-------- GIVEN ENTRIES

PR #694, opened 2026-01-22
Calculates voting reward using an off curve account

akhi3030:
## Problem

Based on the reward certs, we need to calculate and pay the voting rewards.

## Summary of changes

This PR tackles the calculation part of the problem.

- It uses an off curve account to store the metadata needed for calculating vote rewards.
- the off curve account is updated each time a new epoch starts.
- the data from the account is used to calculate validator and the leader rewards
- currently, the calculated rewards are discarded.  Subsequent PRs will work on paying them.


runtime/src/bank.rs
```diff
@@ -1683,6 +1678,22 @@ impl Bank {
                 &mut rewards_metrics,
             ));
 
+        let per_validator_rewards = self
```
akhi3030: from reading the code, it seems to me that the PER calculations have finished at this point in time.  Maybe someone else can double check.

runtime/src/genesis_utils.rs
```diff
@@ -125,13 +127,20 @@ pub fn create_genesis_config_with_alpenglow_vote_accounts(
...
-    create_genesis_config_with_vote_accounts_and_cluster_type(
+    let mut genesis_config_info = create_genesis_config_with_vote_accounts_and_cluster_type(
         mint_lamports,
         voting_keypairs,
         stakes,
         ClusterType::Development,
         true,
-    )
+    );
+    VoteRewardAccountState::genesis_insert_account(
```
akhi3030: I made this change to fix some test failures.

Without this change, after the epoch changes for the first time, the capitalization increases and some tests were comparing capitalization and failing because of that.

I am not sure if this is the correct way to handle this problem.

runtime/src/bank/partitioned_epoch_rewards/calculation.rs
```diff
@@ -107,7 +109,7 @@ impl Bank {
         parent_slot: Slot,
         parent_block_height: u64,
         rewards_metrics: &mut RewardsMetrics,
-    ) {
+    ) -> u64 {
```
akhi3030, line 112: also started a discussion on discord.  I do not understand how I am able to return this value here already.

runtime/src/genesis_utils.rs
```diff
@@ -1,3 +1,5 @@
+#[cfg(feature = "dev-context-only-utils")]
```
akhi3030: changes to this file were necessary to ensure that the account is setup during tests and local cluster tests.  Otherwise, when the epoch changes, the capitalization changes or we simply fail to find the account and various tests fail.  Not sure if this is the right way to address these test failures.  Happy to get feedback.

runtime/src/bank/partitioned_epoch_rewards/calculation.rs
akhi3030: figured this out now.

runtime/src/bank/tests.rs
```diff
@@ -5364,14 +5364,14 @@ fn test_bank_hash_consistency() {
             assert_eq!(bank.epoch(), 1);
             assert_eq!(
                 bank.hash().to_string(),
-                "6h1KzSuTW6MwkgjtEbrv6AyUZ2NHtSxCQi8epjHDFYh8"
+                "BURo5b1ZCkgvjE4z9KviRgz6iRoQRad9JKWE82wjXPSc"
```
akhi3030: I am not sure if this is the right way to fix this test.  Suggestions are welcome.

akhi3030: Hmm... this test is succeeding for me locally but failing on CI.  I am not sure how to fix it yet.  Investigating... if someone has hints, suggestions welcome.

runtime/src/block_component_processor/vote_reward.rs
```diff
@@ -0,0 +1,195 @@
...
+fn calculate_voting_reward(
+    slots_per_epoch: u64,
+    epoch_validator_rewards_lamports: u64,
+    total_stake_lamports: u64,
+    validator_stake_lamports: u64,
+) -> Result<u64, FloatError> {
+    let per_slot_inflation_lamports =
+        epoch_validator_rewards_lamports as f64 / slots_per_epoch as f64;
+    let fractional_stake_lamports = validator_stake_lamports as f64 / total_stake_lamports as f64;
+    round(fractional_stake_lamports * per_slot_inflation_lamports)
```
ksn6: As discussed in https://github.com/anza-xyz/alpenglow/pull/682, please avoid using `f64`'s in rewards calculations. `f64` calculations are not deterministic across all CPU architectures, which may lead to non-determinism in rewards calculations, which could in turn lead to bank hash mismatches.

Instead:

```rust
let num = (epoch_validator_rewards_lamports as u128) * (validator_stake_lamports as u128);
let denom = (slots_per_epoch as u128) * (total_stake_lamports as u128);

num / denom
```

We should hard unwrap `num / denom` to a `u64`, since it's mathematically impossible for `num / denom` to not be able to fit into a `u64` (probably a good idea to test this).

runtime/src/block_component_processor/vote_reward.rs
```diff
@@ -0,0 +1,195 @@
...
+        return Err(FloatError::Infinite(input.to_string()));
+    }
+    if input < 0.0 {
+        return Err(FloatError::Overflow(input.to_string()));
+    }
+    if input > u64::MAX as f64 {
+        return Err(FloatError::Overflow(input.to_string()));
+    }
+    Ok(input.round() as u64)
+}
```
ksn6: After implementing https://github.com/anza-xyz/alpenglow/pull/694/changes#r2724940357 , we can remove this function entirely. uint128 math is nice, and we'll avoid this entire class of potential errors.

runtime/src/block_component_processor/vote_reward.rs
```diff
@@ -0,0 +1,195 @@
...
+        prev_epoch: Epoch,
+        prev_epoch_capitalization: u64,
+        additional_validator_rewards: u64,
+    ) {
+        let PrevEpochInflationRewards {
+            validator_rewards,
+            prev_epoch_duration_in_years: _,
+            validator_rate: _,
+            foundation_rate: _,
+        } = bank.calculate_previous_epoch_inflation_rewards(prev_epoch_capitalization, prev_epoch);
```
ksn6: This implicitly relies on `f64` math, though it looks like `agave` does this as well?

https://github.com/anza-xyz/agave/blob/master/runtime/src/bank.rs#L2396-L2420

Given that we're changing rewards for Alpenglow anyways, I think we should just get this correct on the first go / use ints all the way through. Otherwise, we'll have to re-launch / in the meantime, feels like this is ripe for a bank hash mismatch.

That being said, can do this in a follow-up PR for readability; getting the pow() math to work with ints is going to be pretty gnarly.

runtime/src/block_component_processor/vote_reward.rs
```diff
@@ -0,0 +1,195 @@
...
+        bank.store_account_and_update_capitalization(&VOTE_REWARD_ACCOUNT_ADDR, &account);
+    }
+
+    /// Calculates and serializes a new version of [`Self`] into the accounts in the [`Bank`] when a new epoch starts.
+    ///
+    /// At the start of a new epoch, over several slots we pay the inflation rewards from the previous epoch.
+    /// This is called Partitioned Epoch Rewards (PER).
+    /// As such, the capitalization keeps increasing in the first slots of the epoch.
+    /// Vote rewards are calculated as a function of the capitalization and we do not want voting in the initial slots to earn less rewards than voting in the later rewards.
+    /// As such this function is called with [`additional_validator_rewards`] which should be the total rewards that will be paid by PER and we use the capitalization from the previous epoch plus this value to compute the vote rewards.
```
ksn6: Long comments

runtime/src/bank/tests.rs
ksn6: Do we know what precise change triggers this bank hash change?

runtime/src/genesis_utils.rs
AshwinSekar: could you expand on the capitalization change issue?

runtime/src/genesis_utils.rs
```diff
@@ -125,13 +127,15 @@ pub fn create_genesis_config_with_alpenglow_vote_accounts(
...
-    create_genesis_config_with_vote_accounts_and_cluster_type(
+    let mut genesis_config_info = create_genesis_config_with_vote_accounts_and_cluster_type(
         mint_lamports,
         voting_keypairs,
         stakes,
         ClusterType::Development,
         true,
-    )
+    );
+    VoteRewardAccountState::genesis_insert_account(&mut genesis_config_info.genesis_config, 0);
```
AshwinSekar: is this necessary if we have the code in `activate_all_features_alpengow`? 

also wondering if we can just account for the first epoch in the rewards code when reading the account rather than having to insert the account at genesis. the insertion of the `GENESIS_CERTIFICATE_ACCOUNT` is a bit of a hack that will be cleaned up once alpenglow is the default, i'd prefer if we didn't have to insert more special accounts during genesis

runtime/src/block_component_processor/vote_reward.rs
akhi3030: I like the suggestion and made the change.  

> since it's mathematically impossible for num / denom to not be able to fit into a u64 (probably a good idea to test this).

----------------

TASK TO COMPLETE:
Go through the records above and return every line that holds the string "round".

ANSWER AREA:
+    round(fractional_stake_lamports * per_slot_inflation_lamports)
+    Ok(input.round() as u64)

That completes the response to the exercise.